The vast majority of the city-state's new infections are in sprawling dormitory complexes housing foreign workers, many of whom are labourers from South Asia.

To reduce the risk of infection in crowded dorms, many migrant workers have been moved to other sites including military barracks and vacant apartment blocks.

- Australia curbs may lift soon -

Australia will consider early easing of coronavirus restrictions next week, as the number of local cases dwindled and the economic impact of the crisis fell into painful relief.

Authorities have detected almost 7,000 COVID-19 infections, but new daily cases are now close to single figures and some parts of the country have not seen a case in more than a week.

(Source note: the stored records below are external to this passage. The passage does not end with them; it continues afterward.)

PR #1195, opened 2022-01-24
Relocate the user management navigation menu

votdev:
navbar

- [ ] References issue

### DIFF
--- a/deb/openmediavault/debian/changelog
+++ b/deb/openmediavault/debian/changelog
@@ -2,6 +2,7 @@ openmediavault (6.0.9-4) unstable; urgency=low
 
   * Update locale files.
   * Use systemd watchdog instead of separate daemon.
+  * Relocate the user management navigation menu.
   * Issue #1181: Use 'Warning' color for SMART assessment status
     'BAD_SECTOR'.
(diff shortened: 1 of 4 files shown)


votdev:
Which position of the `User Management` menu is the best from the end-user point of view? Which position will help to minimize problems for them.

Please start a discussion here.

PrplHaz4:
Makes sense at the bottom for me since I consider it the last step of setting things up.

ryecoaaron:
Seems fine to me.  What about changing it to just "Users" to make the side bar narrower?  Management is implied in most of the other sections.

flmaxey:
As previously note in a PM:
If **User Management** is in the middle of the absolute bare minimum of configuration and services required to setup a working NAS (with open permissions), it becomes a temptation to new users.  (What does this do...?)  I like the idea of getting new users started without incident.  

I believe moving **User Management** down the list would have at least a small damping effect on new users opening it to see what's there and "clicking on boxes".  Once OMV is up and running, I believe the average user would be reluctant to tamper with a working NAS or, at least, they'll understand the effects of indiscriminate tampering.

Where advanced and expert users are concerned, it really doesn't matter where the menu item is located.  They'll recognize it and use it as needed.

PR #1199, opened 2022-01-30
Disable autocapitalize

m0n4:
Disable autocapitalize  for the user field on the login page.

Allows to avoid that the virtual keyboards put a capital letter to the first word by default. 
This doesn't prevent you from changing the case of the virtual keyboard.
[https://developer.mozilla.org/en-US/docs/Web/HTML/Global_attributes/autocapitalize](https://developer.mozilla.org/en-US/docs/Web/HTML/Global_attributes/autocapitalize)

Fixes: None

Signed-off-by: Trivial patch, CLA not needed

- [ ] References issue

### DIFF
--- a/deb/openmediavault/workbench/src/app/core/pages/login-page/login-page.component.ts
+++ b/deb/openmediavault/workbench/src/app/core/pages/login-page/login-page.component.ts
@@ -53,6 +53,7 @@ export class LoginPageComponent implements OnInit {
         label: gettext('User name'),
         autofocus: true,
         autocomplete: 'username',
+        autocapitalize: 'none',
         icon: Icon.user,
         validators: {
           required: true


votdev:
I'll close this PR because of:

- A CLA is always needed
- The code is incorrect and does not work

I've created a new PR based on the hint you gave with your PR. See https://github.com/openmediavault/openmediavault/commit/260c5f255a312b693bffc975f24d7210a5917ff3 for more information.

m0n4:
No problems, thanks for fixing it.
I thought it was trivial in the sense of documentation: [Trivial patches like spelling fixes or missing words won’t require an agreement](https://openmediavault.readthedocs.io/en/5.x/development/contribute.html#can-i-submit-patches-without-having-signed-the-cla)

- Hong Kong police on alert for democracy rallies -

Riot police fanned out across Hong Kong after democracy activists threatened to defy a ban on gatherings because of the pandemic -- but the streets remained largely calm.

The semi-autonomous financial hub was upended by seven months of violent protests last year, hammering its reputation for stability and leaving the city deeply divided.

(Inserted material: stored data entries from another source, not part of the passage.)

PR #1226, opened 2022-02-23
change Link to Blog (to avoid loading subdomain with invalid SSL-cert)

nextgen-networks:
There seems to be an old(?) invalid subdomain mentioned in README.md.
https://blog.openmediavault.org leads to an SSL error because *.1blu.de wildcard cert is used.
Instead please use the link to blog that is already mentioned on OMV-Website navigation: https://www.openmediavault.org/blog.html

And what also needs to be told:
BIIIIG THANKS to Volker and all the contributors to this fantastic project!

- [ ] References issue


votdev:
The issue has been fixed, so the subdomain works again.

PR #1771, opened 2024-05-31
Refactor the download.php RPC infrastructure

votdev:
... and make use of it in the RRD dashboard widget and page.

- [ ] References issue


ryecoaaron:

While the threat of protests largely failed to materialise, hundreds gathered in small groups at a shopping mall in the town of Shatin, chanting slogans and holding protest flags.

Riot police soon rushed into the mall and used pepper spray to disperse the crowd.

- Japan aquarium asks public to phone eels -

A Tokyo aquarium closed during the coronavirus outbreak is asking people to make video calls to their eels so the sensitive creatures remember humans exist and don't pose a threat.

The Sumida Aquarium has been closed since the start of March and its animals have become used to a largely human-free environment during the two-month calm.

But the aquarium said the "unprecedented situation" was having some unexpected downsides.